そのときに確認した義母の顔が最期で、そこから翌日の火葬まで、二度と姿を見ることはなかった。

2020/04/19

去年の親父のときは、火葬場に行ってからも棺が開けられて、最期のお別れを……となって、棺の中に花などを入れたのだが、今回はそれもなく、火葬炉に送り込まれる棺を見送るだけだった。
火葬に立ち会ったのは僕ら夫婦二人だけで、去年の親父のときよりさらに少なかった。
神奈川に住む義妹も移動自粛で立ち会えず、義妹には火葬場の周囲の写真などを撮って随時送った。少しでも立ち会っている感じを持てるかな、と。

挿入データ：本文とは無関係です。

PR #2317, opened 2020-12-23
[To rel/0.11] [IOTDB-1069] restrict the flushing memtable number to avoid OOM when mem_control is disabled 

HTHou:
Same as https://github.com/apache/iotdb/pull/2315

### DIFF
--- a/server/src/main/java/org/apache/iotdb/db/rescon/MemTableManager.java
+++ b/server/src/main/java/org/apache/iotdb/db/rescon/MemTableManager.java
@@ -79,7 +79,7 @@ public class MemTableManager {
     currentMemtableNumber++;
   }
 
-  public synchronized void resetMemtableNumber() {
+  public synchronized void decreaseMemtableNumber() {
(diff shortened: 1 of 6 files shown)


server/src/main/java/org/apache/iotdb/db/rescon/MemTableManager.java
```diff
@@ -0,0 +1,110 @@
...
+
+  /**
+   * Called when memory control is disabled
+   */
+  public synchronized IMemTable getAvailableMemTable(TsFileResource tsFileResource) {
+    if (!reachMaxMemtableNumber()) {
+      currentMemtableNumber++;
+      return new PrimitiveMemTable();
+    } else {
+      // wait until the size of flushingMemTables is less than 2
```
qiaojialin, line 56:
```suggestion
      // wait until the total memtable number is less than the capacity of the system
```

qiaojialin (approved):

葬儀場でも、控え室での飲食が禁止になったそう。料理の折り詰めが並べられている部屋もあったけど、列席者はそれを持ち帰るだけ。
仕方がない。むしろ、こんな状況でも精一杯仕事を遂行していく人たちに感謝。
葬儀社の女性スタッフが1人、僕らが到着する前から火葬場で待機していて、僕らが最期に帰るときまでずっといた。葬儀社の社長の話では、火葬場のルールが変わって、どんな場合でも最期まで最低一人スタッフを残し、最期に後片付けと確認をしなければならなくなったのだとか。おそらく、消毒とか、ゴミを残していないかのチェックとかをするということだろう。

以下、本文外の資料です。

PR #2318, opened 2020-12-23
ci: JDK 8, JDK 11, JDK 15

sullis:


kr11:
Hi @sullis,  the failure in Java 15 is due to IoTDB using a too old version of Felix(4.2.1).
It has been reported at [FELIX-6259](https://issues.apache.org/jira/browse/FELIX-6259). 

A suggestion: upgrade Felix to at least `5.1.1` or higher at `$IoTDB_HOME/pom.xml:138`
```xml
        ...
        <metrics.version>3.2.6</metrics.version>
        <javax.xml.bind.version>2.4.0-b180725.0427</javax.xml.bind.version>
        <felix.version>4.2.1</felix.version> <!-- upgrade to 5.1.1 or higher-->
       ...
```
I have passed the compile in my Mac OS with Java 15.

PS:  the bug of Felix is caused by using an old version of bnd ([bnd-3903](https://github.com/bndtools/bnd/issues/3903)) .

HTHou:
Hi, since the JDK 15 is not a LTS version, I don't think it's necessary to add CI for this version. 
We may going to support the next LTS version, which is JDK 17.

jixuan1989:
Hi, thanks for raising this up. have done in #2603

PR #2331, opened 2020-12-24
[Security] Bump commons-collections4 from 4.0 to 4.4 to avoid a security bug

asdf2014:


asdf2014:
FYI, [https://github.com/advisories/GHSA-6hgm-866r-3cjv](https://github.com/advisories/GHSA-6hgm-866r-3cjv)

jixuan1989:
Hi @asdf2014 , would you like to upgrade all dependencies that CVE checker reports?
If so, we can have a test to see whether the system is still stable and the performance is kept after the upgrade.

asdf2014:
Hi, @jixuan1989 . Thanks for your comment. Normally, we should bump up a single dependency at a time to control the affected area. FYI, [https://github.com/apache/druid/pulls?q=is%3Apr+label%3A%22Area+-+Dependencies%22](https://github.com/apache/druid/pulls?q=is%3Apr+label%3A%22Area+-+Dependencies%22). For now, I only found this security bug in the ACC library, and don't know how to pull the entire list from CVE, so maybe we should raise up a new PR when we find anther security vulnerabilities.

HTHou (approved):

PR #2336, opened 2020-12-25
[IOTDB-1078] Save one unnecessary RPC call while the result is empty

JackieTien97:


jixuan1989 (approved):

jixuan1989:
cherry-pick to rel/0.11?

葬儀だけでなく、いろんなことに対して、その行為の「原点」は何か? 基本は何だったのか、と考え直すいい機会のようにも思う。
大切なのは生きているとき、コミュニケーションがとれるときの時間。
だから、お棺の中をのぞき込めなくてもいい。骨を拾えなくてもいい。
でも、家族や友人が集まり、故人の思い出を語り合う時間は大切だと思う。それができないのは残念。
そういうのはSkypeでやりたくないものね。

昨日の大雨とはうってかわって、青空、散りゆく桜、新緑、鶯の囀り。そんな中で、静かに見送れたことは幸運だった。

最後の数日は、本当に穏やかに過ごしていて、昨日も、介護スタッフが、面会できない僕らのために、せめて義母の様子を「こんなに穏やかに過ごしていますから安心してください」と、ビデオに撮って伝えようとカメラを持って行ったら、急変したとのこと。
一方、看護師さんの話では「最後の数日は、身体がもう戦うことをやめたので、穏やかな状態になったのでしょう」と。
介護士さんと看護師さんは、やはり見方、感じ方が違うのだなあと、学んだ。
「最後まで褥瘡はできませんでした」「本当に穏やかな様子でした」と言われ、スタッフのかたがたにはただただ感謝しかない。

親父も義母も、いろんなことをいっぱい教えてくれた。物書きの性として、それを残したい、伝えたいと思う。読んだ人からは、死者への冒瀆だと非難されることも多い。でも、自分もまた同じなのだと思うし、生きること、死ぬことに対して、体裁を繕うのではなく、真摯に向き合うことが、故人に対しても、自分に対しても、人としての「礼儀」ではないかと思う。


↑3月24日、病院で診療を受けるのに付き添ったのが最期になった。一般診察を終えた時間帯、人がいなくなった病院内。




4月19日、大安の日曜日。火葬場は午後の予約がいっぱいで、午前中に組み入れてもらったが、人は少なかった。



待っている間、外に出て周囲の景色を見ていた。ウグイスが鳴き、しだれ桜が最期の花を咲かせていた。



骨壺を持って、家に戻る。かわず庵ではヤマブキやリュウキンカ?が咲いていた。